External SOTA context
Important: the following charts are context only, not official leaderboard placement. External results come from the public Chip Design LLM Zoo table, while this adapter's score is from this repository's internal 30-task paper-style suite.
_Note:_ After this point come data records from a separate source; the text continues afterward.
PR #3645, opened 2024-01-24
Propagate the phase of a type from its constituent types.

zygoloid:
To avoid bouncing through `constant_values()` to determine whether a type is symbolic or template, store the `ConstantId` on the `TypeInfo` not just the `InstId`.

In addition to propagating the symbolic / template phase, this also propagates whether a type contains an error, resulting in our no longer producing types such as `<error>*` -- these now evaluate to simply `<error>`. While this makes our types less precise after an error, it also removes some follow-on diagnostics, so it seems to be an improvement on the whole.

### DIFF
--- a/toolchain/check/eval.cpp
+++ b/toolchain/check/eval.cpp
@@ -83,6 +83,14 @@ static auto GetConstantValue(Context& context, SemIR::InstId inst_id,
   return const_id.inst_id();
 }
 
+// A type is always constant, but we still need to extract its phase.
+static auto GetConstantValue(Context& context, SemIR::TypeId type_id,
+                             Phase* phase) -> SemIR::TypeId {
+  auto const_id = context.types().GetConstantId(type_id);
+  *phase = LatestPhase(*phase, GetPhase(const_id));
+  return type_id;
+}
+
 // If the given instruction block contains only constants, returns a
 // corresponding block of those values.
 static auto GetConstantValue(Context& context, SemIR::InstBlockId inst_block_id,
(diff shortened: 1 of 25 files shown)


toolchain/sem_ir/value_stores.h
```diff
@@ -189,18 +189,24 @@ class TypeStore : public ValueStore<TypeId> {
   explicit TypeStore(InstStore* insts) : insts_(insts) {}
 
   // Returns the ID of the instruction used to define the specified type.
```
jonmeow: Should this say "constant" instead of "instruction"?
```suggestion
  // Returns the ID of the constant used to define the specified type.
```

toolchain/check/eval.cpp
```diff
@@ -109,6 +117,17 @@ static auto GetConstantValue(Context& context, SemIR::InstBlockId inst_block_id,
   return context.inst_blocks().Add(const_insts);
 }
 
+// The constant value of a type block is that type block, but we still need to
+// extract its phase.
+static auto GetConstantValue(Context& context, SemIR::TypeBlockId type_block_id,
+                             Phase* phase) -> SemIR::TypeBlockId {
+  auto types = context.type_blocks().Get(type_block_id);
+  for (auto type_id : types) {
+    GetConstantValue(context, type_id, phase);
```
jonmeow, line 126: Should this short-circuit if the phase is runtime?

toolchain/check/testdata/struct/fail_nested_incomplete.carbon
```diff
@@ -14,9 +14,6 @@ class Incomplete;
 // CHECK:STDERR: ^~~~~~~~~~~~~~~~~
 var s: {.a: Incomplete};
 
-// CHECK:STDERR: fail_nested_incomplete.carbon:[[@LINE+3]]:1: ERROR: Cannot implicitly convert from `<error>*` to `Incomplete*`.
-// CHECK:STDERR: var p: Incomplete* = &s.a;
-// CHECK:STDERR: ^~~~~~~~~~~~~~~~~~~~~~~~~~
 var p: Incomplete* = &s.a;
```
jonmeow, line 17: Should this be moved out of this fail test, since it no longer fails?

jonmeow (approved):
LGTM with a few small questions.

toolchain/check/testdata/struct/fail_nested_incomplete.carbon
zygoloid: This is testing error recovery, and so has to be in a `fail_` file.

toolchain/check/eval.cpp
zygoloid: That case is not possible: we only form a`TypeId`s for type constants, so we can't find a runtime subexpression here. That does mean that we could bail out if we hit an error, but given that it's a bit subtle why that would be correct, and it would only improve performance along an error path (and marginally slow down the other paths), maybe it's not worth it.

toolchain/sem_ir/value_stores.h

Issue #2191, opened 2022-09-16
one-tuples and one-tuple syntax


zygoloid:
We have a longstanding [open question](https://github.com/carbon-language/carbon-lang/blob/trunk/docs/design/tuples.md#single-value-tuples) on tuple syntax: can you write a one-tuple, and if so, how? (See also #2038 for some recent discussion).

Possibilities:

0) Carbon has no 1-tuples (like Haskell, Swift, Scala). `(a)` is the same as `a` and in simple cases can be used as if it were a 1-tuple.
1) Allow specifically `(` _expression_ `,` `)` for this. Do not allow a trailing comma in any other cases (previously discussed but seems unprecedented in other languages).
2) Allow a trailing comma in tuple syntax for non-empty tuples, that is mandatory when constructing a 1-tuple but otherwise optional; don't allow trailing commas in other parenthesized lists like function calls (like Chapel).
3) Allow a trailing comma in all non-empty parenthesized comma-separated lists; it is mandatory when the parentheses could otherwise be interpreted as grouping parens (like Python, Rust, Julia).
4) Some blurring of the line between values and 1-tuples, so we have both but they're usually interchangeable.
5) Change tuple syntax entirely to avoid the problem, such as using `(@, first_elem, second_elem)` (suggested by @tkoeppe on #2038).

zygoloid:
I think that we need 1-tuples for generic code, if nothing else. The case of exactly one result should be expected to be common, and treating it as some kind of special case seems especially problematic. Note that `GetFirstElement(MakeTuple(a, b...))` would misbehave under option 0, particularly if `b` is empty and `a` is itself a tuple. I think option 0 is a bad fit given our goals for generic programming.

Of the remaining options, 4 and 5 seem too inventive, and 4 seems likely to lead to confusion. Option 3 is the most consistent choice, has plenty of precedent, and doesn't seem to solicit complaints -- in fact, while researching this I found a lot of user sentiment for Swift to switch from option 0 to option 3.

So I propose we select option 3, at least for now. This seems like a relatively easy syntactic decision to revisit later, unless the decision is to switch to option 0, but as noted I think that's a poor fit for Carbon and will remain so.

josh11b:
I'd just like to express that allowing a trailing comma has been used to make it easier to edit lists and to make diffs smaller in source control when making changes. See, for example, https://black.readthedocs.io/en/stable/the_black_code_style/current_style.html#trailing-commas

[...]

PR #3646, opened 2024-01-24
Tuples and tuple indexing

zygoloid:
Add support for extracting elements of a tuple by their numerical index.

Also formally add the well-established basic syntactic and semantic rules for
tuples, for which we have had leads issues but no proposal, into the design.

### DIFF
--- a/docs/design/expressions/member_access.md
+++ b/docs/design/expressions/member_access.md
@@ -863,6 +863,11 @@ let a: i32 = (41, 42, 43).1;
 let b: i32 = (1, 2, 3).0x1;
 // ❌ Error: no tuple element named `2`.
 let c: i32 = (1, 2).2;
+
+var t: (i32, i32, i32) = (1, 2, 3);
+let p: (i32, i32, i32)* = &t;
+// ✅ `m == 3`.
+let m: i32 = p->2;
 ```
 
 In a compound member access of the form:
@@ -874,6 +879,18 @@ in which the first _expression_ is a tuple and the second _expression_ is of
 integer or integer literal type, the second _expression_ is required to be a
 non-negative template constant that is less than the number of tuple elements,
 and the result is the corresponding positional element of the tuple.
+
+```
+// ✅ `d == 43`.
+let d: i32 = (41, 42, 43).(1 + 1);
+// ✅ `e == 2`.
+let template e:! i32 = (1, 2, 3).(0x1);
+// ❌ Error: no tuple element with index 4.
+let f: i32 = (1, 2).(2 * 2);
+
+// ✅ `n == 3`.
+let n: i32 = p->(e);
+```
 
 ## Precedence and associativity
 
--- a/docs/design/expressions/member_access.md
+++ b/docs/design/expressions/member_access.md
@@ -849,13 +849,20 @@ A tuple indexing expression is of the form:
 -   _expression_ `.` _integer-literal_
 -   _expression_ `->` _integer-literal_
 
-The _expression_ is required to be of tuple type, and _integer-literal_ is
-required to be less than the number of tuple elements. The result is the
-corresponding positional element of the tuple.
+The _expression_ is required to be of tuple type.
+
+Each positional element of the tuple is considered to have a name that is the
+corresponding decimal integer: `0`, `1`, and so on. The spelling of the
+_integer-literal_ is required to exactly match one of those names, and the
+result is the corresponding element of the tuple.
 
 ```
-// `n == 42`.
-let n: i32 = (41, 42, 43).1;
+// ✅ `a == 42`.
+let a: i32 = (41, 42, 43).1;
+// ❌ Error: no tuple element named `0x1`.
+let b: i32 = (1, 2, 3).0x1;
+// ❌ Error: no tuple element named `2`.
+let c: i32 = (1, 2).2;
 ```
 
 In a compound member access of the form:
--- a/docs/design/expressions/member_access.md
+++ b/docs/design/expressions/member_access.md
@@ -24,6 +24,7 @@ SPDX-License-Identifier: Apache-2.0 WITH LLVM-exception
 -   [Instance binding](#instance-binding)
 -   [Non-instance members](#non-instance-members)
 -   [Non-vacuous member access restriction](#non-vacuous-member-access-restriction)
+-   [Tuple indexing](#tuple-indexing)
 -   [Precedence and associativity](#precedence-and-associativity)
 -   [Alternatives considered](#alternatives-considered)
 -   [References](#references)
@@ -840,6 +841,32 @@ alias X3 = (i32 as Factory).Make;
 // ❌ Error, compound access without impl lookup or instance binding.
 alias X4 = i32.((i32 as Factory).Make);
 ```
+
+## Tuple indexing
+
+A tuple indexing expression is of the form:
+
+-   _expression_ `.` _integer-literal_
+-   _expression_ `->` _integer-literal_
+
+The _expression_ is required to be of tuple type, and _integer-literal_ is
+required to be less than the number of tuple elements. The result is the
+corresponding positional element of the tuple.
+
+```
+// `n == 42`.
+let n: i32 = (41, 42, 43).1;
+```
+
+In a compound member access of the form:
+
+-   _expression_ `.` `(` _expression_ `)`
+-   _expression_ `->` `(` _expression_ `)`
+
+in which the first _expression_ is a tuple and the second _expression_ is of
+integer or integer literal type, the second _expression_ is required to be a
+non-negative template constant that is less than the number of tuple elements,
+and the result is the corresponding positional element of the tuple.
 
 ## Precedence and associativity
 
--- a/docs/design/lexical_conventions/README.md
+++ b/docs/design/lexical_conventions/README.md
@@ -36,7 +36,7 @@ The sequence of lexical elements is formed by repeatedly removing the longest
 initial sequence of characters that forms a valid lexical element, with the
 following exception:
 
--   When a numeric literal immediately follows a `.` or `->` symbol, with no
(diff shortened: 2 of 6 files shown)


proposals/p3646.md
```diff
@@ -0,0 +1,252 @@
...
+If a future proposal introduces tuple slicing, it should revisit this question,
+because this kind of indexing from the end is often desirable when forming a
+slice. The possibility of using a different notation for this operation should
+be considered, such as `tuple.(.size - 1)`.
+
+### Trailing commas
+
+Carbon permits optional trailing commas in tuples, with mandatory trailing
+commas for one-tuples. Alternatives to this choice were considered in
+[leads issue #111](https://github.com/carbon-language/carbon-lang/issues/2191).
```
josh11b: Is this #111 or #2191?

docs/design/expressions/member_access.md
```diff
@@ -841,6 +842,32 @@ alias X3 = (i32 as Factory).Make;
...
+## Tuple indexing
+
+A tuple indexing expression is of the form:
+
+-   _expression_ `.` _integer-literal_
+-   _expression_ `->` _integer-literal_
+
+The _expression_ is required to be of tuple type, and _integer-literal_ is
+required to be less than the number of tuple elements. The result is the
+corresponding positional element of the tuple.
```
chandlerc: Can the index be negative?

proposals/p3646.md
```diff
@@ -0,0 +1,252 @@
...
+
+// Error, no field named `0x0`.
+(1, 2, 3).0x0;
+```
+
+We could apply the same restriction in Carbon. However, this restriction would
+introduce inconsistency between `.0x0` and `.(0x0)`, the latter of which does
+not exist in Rust. While we don't imagine a lot of use for these indexes, it's
+possible that a binary index might be useful in some special cases, and there
+doesn't seem to be a reason to disallow this beyond coding style.
```
chandlerc: FWIW, I lean towards the Rust restriction.

There are already lexical inconsistencies here, for example the fact that it doesn't form a real literal when followed by a `.`.

Personally, I feel like it will be easier to teach that these are "positional names" with their own, much narrower set of rules than integer literals.

But interested in what others think about this specific issue -- and I wonder if it would be worth extract this into a specific issue for leads to record this aspect of the decision?

chandlerc (commented):
Super excited to see this in a concrete proposal!

Some quick initial thoughts inline.

proposals/p3646.md
```diff
@@ -0,0 +1,252 @@
...
+
+If the tuple index is not between 0 and one less than the number of elements in
+the tuple, inclusive, the indexing is invalid.
+
+### Tuple slicing
+
+The current skeleton design suggests using `tuple[a .. b]` to slice tuples. For
+example, `tuple[0 .. 2]` could be used to extract the first two elements of a
+tuple. Tuple slicing support is not covered by this proposal, but could be added
+in the future with syntax such as `tuple.(0 .. 2)`.
```
josh11b: I like this approach. I think it is worth documenting the concern that it might lead to an incorrect theory about how Carbon works, where `tuple.__` gives you an element value but `tuple.(__)` gives you a tuple, though I don't think that should stop us from adopting this approach.

jonmeow:
To be sure:

```
let A: i32 = 1;
let Foo: auto = (41, 42);
// Invalid:
var b: i32 = Foo.A;
// Valid:
var c: i32 = Foo.(A);
```

Note, I'm not sure how I feel about this; the `(1,).0` syntax will probably take some getting used to, it looks a lot like other syntaxes [and I'm super-familiar with Python syntax]. Just want to be sure my interpretation is correct.

proposals/p3646.md
zygoloid: Hah, both, but I meant #2191.
```suggestion
[leads issue #2191](https://github.com/carbon-language/carbon-lang/issues/2191).
```

docs/design/expressions/member_access.md
zygoloid: No, because an *integer-literal* token is never negative.

proposals/p3646.md
zygoloid: I don't feel strongly about this at all. If we want to say that we treat `.0`, `.1`, ... as the *names* of the elements of a tuple, I think that's a reasonable reason to add a restriction. If we do add such a restriction, I think we should also forbid digit separators in these indexes. (I can't really imagine ever wanting digit separators here -- indexing a `1_000`-tuple seems ... implausible, and allowing them would not be compatible with the idea that these are numeric field names.)

zygoloid:
> To be sure:
> 
> ```
> let A: i32 = 1;
> let Foo: auto = (41, 42);
> // Invalid:
> var b: i32 = Foo.A;
> // Valid:
> var c: i32 = Foo.(A);
> ```

You would need `template A:! i32 = 1;`, because we need a template constant as the index, but otherwise yes.

proposals/p3646.md
chandlerc: FWIW, you'd still be able to use digit separators if useful: `huge_tuple.(1_000)`.

zygoloid: Done.

proposals/p3646.md
zygoloid: Added some text mentioning that concern.

docs/design/lexical_conventions/README.md
```diff
@@ -33,4 +33,11 @@ A _lexical element_ is one of the following:
...
 The sequence of lexical elements is formed by repeatedly removing the longest
-initial sequence of characters that forms a valid lexical element.
+initial sequence of characters that forms a valid lexical element, with the
+following exception:
+
+-   When a numeric literal immediately follows a `.` or `->` symbol, with no
+    intervening whitespace, a real literal is never formed. Instead, the token
+    will end no later than the next `.` character. For example, `tuple.1.2` is
+    five tokens, `tuple` `.` `1` `.` `2`, not three tokens, `tuple` `.` `1.2`.
+    However, `tuple . 1.2` is lexed as three tokens.
```
chandlerc: Hmm, I feel like there is a slight clarification that might be needed here:

```suggestion
-   When a numeric literal immediately follows a `.` (that isn't itself part of a numeric literal) or `->` symbol, with no
    intervening whitespace, a real literal is never formed. Instead, the token
    will end no later than the next `.` character. For example, `tuple.1.2` is
    five tokens, `tuple` `.` `1` `.` `2`, not three tokens, `tuple` `.` `1.2`.
    However, `tuple . 1.2` is lexed as three tokens.
```

Not sure this is quite right, and I don't think it's strictly needed -- we'd never consider such a `.` because it'd be consumed forming the numeric literal that contains it, and so it may not even technically be a symbol... But I feel like it's too easy to imagine an ambiguity here, and so might be worth making it a bit more explicit.

proposals/p3646.md
```diff
@@ -0,0 +1,284 @@
...
+```python
+tup = (1, 2, 3)
+# Prints 2.
+print(tup[1])
+```
+
+In C++, `std::pair` is indexed using `.first` and `.second`, and `std::tuple` is
+indexed using `std::get<I>`.
+
+In Rust, a tuple is indexed using `.N`, where `N` is a decimal integer literal.
```
chandlerc:
```suggestion
In both Rust and Swift, a tuple is indexed using `.N`, where `N` is a decimal zero-based integer literal.
```

I think this is true. Is it worth including links? This is a bit minimally documented in Swift, but I found it here:
https://docs.swift.org/swift-book/documentation/the-swift-programming-language/expressions#Explicit-Member-Expression:~:text=The%20members%20of%20a%20tuple%20are%20implicitly%20named%20using%20integers%20in%20the%20order%20they%20appear%2C%20starting%20from%20zero.%20For%20example%3A

josh11b (approved):

proposals/p3646.md
zygoloid: Interesting. This does seem to be true in Swift, but there's a quirk: Swift does not allow digit separators, nor non-decimal field indexes, but it *does* allow leading zeroes: `(10, 20, 30).01` is permitted and treated as `(10, 20, 30).1`.

I'm not sure if that's intentional or a bug :-)

docs/design/lexical_conventions/README.md
zygoloid: Replaced "symbol" with "token", to avoid a possible misunderstanding that the `.` might be part of some other token. Does that work for you?

proposals/p3646.md
zygoloid: Updated the text to cover this, and generally compare the proposed feature to Swift.

docs/design/expressions/member_access.md
```diff
@@ -841,6 +842,39 @@ alias X3 = (i32 as Factory).Make;
 alias X4 = i32.((i32 as Factory).Make);
 ```
 
+## Tuple indexing
+
+A tuple indexing expression is of the form:
+
+-   _expression_ `.` _integer-literal_
+-   _expression_ `->` _integer-literal_
```
chandlerc, line 850: Kate pointed out to me that none of the examples here or in the proposal use this syntax. Could you add some just so that it's clear to folks that anchor on the examples that this is included?

zygoloid: Done.

chandlerc (approved):
Approving for leads based on our discussion and merging!

docs/design/expressions/member_access.md
```diff
@@ -841,6 +842,56 @@ alias X3 = (i32 as Factory).Make;
...
+
+The _expression_ is required to be of tuple type.
```
geoffromer, line 852: Presumably this only applies to the `.` form, and the _expression_ in the `->` form is required to be of type pointer to tuple?

There's a similar problem on line 878.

Benchmarks, prompts, decoding settings, and contamination controls differ.
Sources:

Reported fine-tuned/open Verilog models

Representative reported models found in the public tables/search results include:
Table with columns: Model / method, Notes| Model / method | Notes |
|---|
| ScaleRTL-32B / ScaleRTL†-32B | fine-tuned RTL model, strong VerilogEval reported scores |
| ChipSeek-R1 | fine-tuned 7B RTL model, strong VerilogEval-Machine reported score |
| CodeV-CodeLlama / CodeV-DeepSeek / CodeV-CodeQwen | fine-tuned 6.7B/7B RTL/code models |
| DecoRTL-CodeV | RTL-specific model reported on VerilogEval-Human |
| VeriReason-Qwen2.5-7B | fine-tuned Qwen2.5 7B RTL model |
| RTL++ @ 200K Trained | fine-tuned 7B RTL model |
| RTLCoder-Mistral | RTL-Coder project model family |
| qwen3-32b-verilog-lora | Hugging Face Verilog LoRA adapter |
Why this comparison is cautious
The current v4.1 adapter has been tested thoroughly on this repository's full internal suite:
30 tasks total
22 functional simulation tasks
8 compile-only / RTL-heavy tasks
pass@1 task pass: 83.33%
pass@5 task pass: 86.67%
But it has not yet been run directly on official VerilogEval or RTLLM. Fair SOTA comparison requires running all candidate models with the same:
benchmark version
prompt formatting
sampling temperature / k
max tokens
code extraction rules
iverilog/vvp version
timeout
contamination policy
Next recommended step: run this adapter on official VerilogEval and RTLLM harnesses, then replace the context charts with direct apples-to-apples results.